Historical Roots of Rot
Historically, tara’s tendrils stretch deep. The 2014-2015 Cebu rice smuggling case—P1.2 billion worth—saw BOC officials allegedly greased to let 21,000 bags through. Faeldon, again in the hot seat, faced graft charges in 2021, but justice crawls. In 2019, the Presidential Anti-Corruption Commission flagged steel undervaluation—9 million tons misdeclared in 2018 alone, costing billions in taxes. Tara fueled it, with 52 officials shuffled to Congress, only to drift back. Each scandal—drugs, rice, steel—circles back to this: a system where duty bows to payoffs.
Failed Fixes
Past fixes have floundered against tara’s grip. Personnel reshuffles—like Guerrero’s 2022 move of 249 staff—scatter networks temporarily, but they regrow. The 2021 Customs Modernization Program brought scanners, yet humans override them for the right price. External probes, like the NBI’s in Capas or the PACC’s steel audit, spark headlines but fizzle—lowly clerks like Maria take the fall, not the architects. Faeldon’s reassignment to prisons after 2017, not jail, says it all: tara protects its own.
Turning the Tide
But there’s a way out—if the Philippines dares to grab it. Start with tech: a blockchain ledger could track every container, every cigarette pack, from seizure to shredder. South Korea slashed smuggling 30% since 2018 with this—tara can’t bribe a digital ID. In Capas, real-time logs might’ve flagged that shift-change hustle. Add AI scanners; the U.S. caught 15% more contraband since 2020 by cutting human discretion. It’s not free, but P85 billion in seizures could bankroll it.
Next, break the cliques. Rotate staff every six months—Singapore’s playbook keeps tara from rooting. Random polygraphs for Maria and her peers could catch the envelope before it’s opened. Pay her better—P50,000, not P30,000—matching private logistics gigs. Malaysia doubled customs salaries in 2015; bribery fell 25%. Offer whistleblower bonuses—10% of recovered loot—and jail tara’s kingpins for life, no pleas. Duterte’s fury lacked follow-through; make it law.
Oversight must bite. A task force—NBI, civil society, foreign advisors like Australia’s border pros—could raid ports unannounced, livestreaming destructions. The NBI’s Capas role is a start; make it permanent, with teeth to prosecute. And let Filipinos in: post seizure stats monthly on X—P270 million in cigarettes, gone or not? A hotline for tips, bypassing BOC insiders, turns rage into results. Georgia’s 2003 customs overhaul proved public eyes can kill corruption.
The Stakes—and the Hope
Tara won’t die easy. It’s outlasted purges and probes, adapting like a virus. But choke its air—tech, rotation, pay, oversight, sunlight—and it weakens. Capas might’ve been snuffed with tracked shifts and better-paid guards. Transparency International’s Delia Ferreira Rubio argues corruption thrives in shadows; tara’s no exception. The BOC could be a gatekeeper, not a tollbooth.

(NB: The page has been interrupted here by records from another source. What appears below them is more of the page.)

PR #2230, opened 2022-12-12
f-rating@0.14.0

kevinrodrigues:
### Added
- Props:
  - `shouldAlignRatingLeft` to allow positioning of accompanying text and SVG icons.
  - `ratingFontSize` to allow large and default font sizes to be used.
- Visual tests to cover above additions.

### Removed
- Visual tests that weren't useful.

### Changed
- Updated to the new `pie-icons-vue` beta release.

## Screenshots:
Screenshot 2022-12-12 at 10 15 46

Screenshot 2022-12-12 at 10 15 54


packages/components/molecules/f-rating/README.md
```diff
@@ -69,14 +69,16 @@ There may be props that allow you to customise its functionality.
...
+| `reviewCount`       | `Number`  |    No    |   null    | Sets the total number of reviews to display. Example: `View 499 reviews` where `499` is the total.                                                                                                                                                                                                           | -
+| `isUserRating`      | `Boolean` |    No    |   false   | Sets the rating as `(You)` to indicate the rating viewed was left by the user.                                                                                                                                                                                                                               | -
+| `shouldAlignRatingLeft`      | `Boolean` |    No    |   false   | When `true` is passed in, the rating display text will be set to the left hand side of the SVG stars.                                                                                                                                                                                                          | -
```
ashleynolan: I'd be inclined to call this `shouldAlignRatingTextLeft` just to make it really explicit that it's the text part of the rating being aligned

ashleynolan (commented):
Looks good – one super small comment, but otherwise LGTM

packages/components/molecules/f-rating/README.md
kevinrodrigues: Fixed 👍

packages/components/molecules/f-rating/src/tests/constants.test.js
```diff
@@ -26,4 +27,17 @@ describe('`constants`', () => {
             expect(result).toBe(true);
         });
     });
+
+    describe('`VALID_STAR_FONT_SIZES`', () => {
```
juan-amor, line 28: What's the purpose or value of this test? Isn't this testing the definition of the constant itself?

kevinrodrigues: Could remove but usually I prefer to make sure the constant file is protected from inadvertent changes, this test will make sure the constant file contains the correct  expected values at all times.

juan-amor: ok, tbh I've never tested a constant like this - if you were testing a validator then it would make sense to test the validator returns true if it matches the constant and false otherwise, but in this case, you could set in the test like the following and it would pass too:

```
const values = ['default', 'large', 'foo', 'bar'];
```

No strong feelings though, so will approve :D

juan-amor (dismissed):

packages/components/molecules/f-rating/src/tests/constants.test.js
kevinrodrigues: No that raises a good point. I'll take a look at this tomorrow. 👍

kevinrodrigues: @juan-amor Fixed now.

juan-amor (approved):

This is bigger than cigarettes. It’s Maria’s choice—envelope or duty—and a nation’s loss: taxes bled, drugs loosed, faith eroded. Rubio’s “heads will roll” rings empty without a guillotine for tara. Filipinos deserve a BOC that serves, not steals. So, Manila, strike: track the goods, pay the clerks, open the books. Tara’s reign can end—but only if you demand it.